“I've got the notion love is devotion, not just emotion,No more confusion, no more illusion; found my solution.”
Those words have stuck with me (though the song is over 20 years old), that love in an action. Yes, it is an emotion but it is far too easy to fall into and fall out of emotional states. (Another good reason for why we are to be “transformed in the renewing of our minds” and not through our feelings Romans 12.1,2).
It is true that some loves come and go in our human existence: the love of Chia Pets, or chicken tacos from a particular restaurant until they change something and then they are no longer the same, or the waffle maker we were going to use every Saturday for family brunch, or your favorite closer who wins you a World Series and then signs with the sinkin’ Dodgers. Loves that come and go are shallow and ultimately unimportant, those loves do not define us.
However, some loves are to be profound and life changing because they are to define us. We are defined by the ultimate act of selfless love--Jesus died in our place. As we love Jesus, then we love the things, people and relationships that He wants us to love and the way He wants us to love them. (A conclusive study of such love would be awesome. Alas we do not have time for that in this post).
In Matthew 7.12 Jesus commands us to “do to others what you would have them do to you.” This is love in action (see 5.17 & 22.37-40). A love that flows from God’s love and my relationship with Him, towards others. I will love by not trying to take a speck out of someone else’s eye when I have a plank in my own (vs. 1-5). I will love by not forcing Jesus’ kingdom truths on others, and I will love by not being rude and not receiving correction because I am too conceited to not see my own plank (vs. 6). I will accept Jesus’ love as I accept that God has what is best or “good gifts” for me (vs. 7-11).
Love, in all these examples, is manifested in discernible wisdom. To discern is to perceive or recognize; wisdom is to be marked by a deep understanding, or showing sound judgment (Webster’s). In Butler’s layman’s terms: being thoughtfully considerate of others. My love is thoughtful and considerate when I take the time in prayer to let the Holy Spirit chop down the log in my own eye before I attend to another’s insignificant sawdust (vs. 1-5). My love is thoughtful and considerate when I do not cram knowledge down someone’s throat, and my love is thoughtful and considerate when I am humble enough to learn from Jesus and not be a religious know-it-all (vs. 6). God’s love is the best! He gives the best gifts, the very definition of thoughtful and considerate (vs. 7-11).

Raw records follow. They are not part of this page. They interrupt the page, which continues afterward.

PR #631, opened 2022-06-17
Add rules for division by Cholesky

### LINKED ISSUE #611: Wrong call on `cholesky` `rrule`

sethaxen:
`\(::Cholesky, ::AbstractVecOrMat)` and `/(::AbstractMatrix, ::Cholesky)` internally call `ldiv!` and `rdiv!`, respectively. This PR adds `rrule`s for these functions to cover this up. This also allows the correspond adjoint for `\` to be removed from Zygote.

Fixes #611

### DIFF
--- a/Project.toml
+++ b/Project.toml
@@ -1,6 +1,6 @@
 name = "ChainRules"
 uuid = "082447d4-558c-5d27-93f4-14fc19e9eca2"
-version = "1.40.0"
+version = "1.41.0"
 
 [deps]
 ChainRulesCore = "d360d2e6-b24c-11e9-a2a3-2a2ae2dbcce4"
--- a/Project.toml
+++ b/Project.toml
@@ -1,6 +1,6 @@
 name = "ChainRules"
 uuid = "082447d4-558c-5d27-93f4-14fc19e9eca2"
-version = "1.35.3"
+version = "1.36.0"
 
 [deps]
 ChainRulesCore = "d360d2e6-b24c-11e9-a2a3-2a2ae2dbcce4"
--- a/src/rulesets/LinearAlgebra/factorization.jl
+++ b/src/rulesets/LinearAlgebra/factorization.jl
@@ -578,3 +578,38 @@ function _x_divide_conj_y(x, y)
     z = x / conj(y)
     return iszero(x) ? zero(z) : z
 end
+
+# these rules exists because the primals mutates using `ldiv!` and `rdiv!`
+function rrule(::typeof(\), A::Cholesky, B::AbstractVecOrMat{<:Union{Real,Complex}})
+    U, getproperty_back = rrule(getproperty, A, :U)
+    Z = U' \ B
+    Y = U \ Z
+    project_B = ProjectTo(B)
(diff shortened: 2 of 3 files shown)


devmotion:
I'm not sure if this should be added here. Are there other examples in ChainRules where a rule is implemented only because the primal is mutating? At first glance this seems like a Zygote specific issue that should be addressed there. Or more generally a problem of mutation-incompatible ADs, so maybe one should only define it for `RuleConfig{>:Union{ReverseMode,NoMutation}}` (or something similar).

It also seems this problem might affect factorizations more generally? https://github.com/JuliaLang/julia/blob/ae89f8b00a6e785832e4f47de73599e032aa9674/stdlib/LinearAlgebra/src/factorization.jl#L103

sethaxen:
> Are there other examples in ChainRules where a rule is implemented only because the primal is mutating?

Yes, there are number of rules defined due to mutation; most are not documented as such, but see https://github.com/JuliaDiff/ChainRules.jl/search?q=mutates. The rules don't belong in Zygote, since other ADs like Diffractor will also need them. In the past, we have added rules that cover up mutation so that they can be removed from Zygote.

> Or more generally a problem of mutation-incompatible ADs, so maybe one should only define it for `RuleConfig{>:Union{ReverseMode,NoMutation}}` (or something similar).

Yeah that's an interesting idea. I wonder why we haven't done that in the past. @oxinabox @mcabbott do you know?

> It also seems this problem might affect factorizations more generally? https://github.com/JuliaLang/julia/blob/ae89f8b00a6e785832e4f47de73599e032aa9674/stdlib/LinearAlgebra/src/factorization.jl#L103

Yes, but unfortunately the solution is specific to each factorization. We handle this one here since there's a corresponding adjoint in Zygote we'd like to remove.

ToucheSir:
> > Or more generally a problem of mutation-incompatible ADs, so maybe one should only define it for `RuleConfig{>:Union{ReverseMode,NoMutation}}` (or something similar).
> 
> Yeah that's an interesting idea. I wonder why we haven't done that in the past. @oxinabox @mcabbott do you know?

I suppose one hang-up is that there is no `HasMutation`/`NoMutation` type in CRC :P. Were there one, we'd update `ZygoteRuleConfig` to use it.

oxinabox:
>      I suppose one hang-up is that there is no HasMutation/NoMutation type in CRC :P. Were there one, we'd update ZygoteRuleConfig to use it.

I  am in no hurry to add it.
Later we can, but first i want to see a real AD that has CR support and handles mutatation well.
Yota also doesn't.
And nor does Nabla.

and ReverseDiff is opt in per rule anyway,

Jesus’ love defines us, really it radically transforms us. If we are in relationship with Jesus, His love will flow. That outflow is to be poured out on everyone we come in contact with. Yet, remember John 15, we do nothing to produce the fruit we only bear what He is doing in and through us. When His devotion and faithfulness is the foundation of our loving then confusion is eliminated and love becomes reliable, not just an emotional illusion; ah just like the Apostle Paul, rewritten by Charlie said.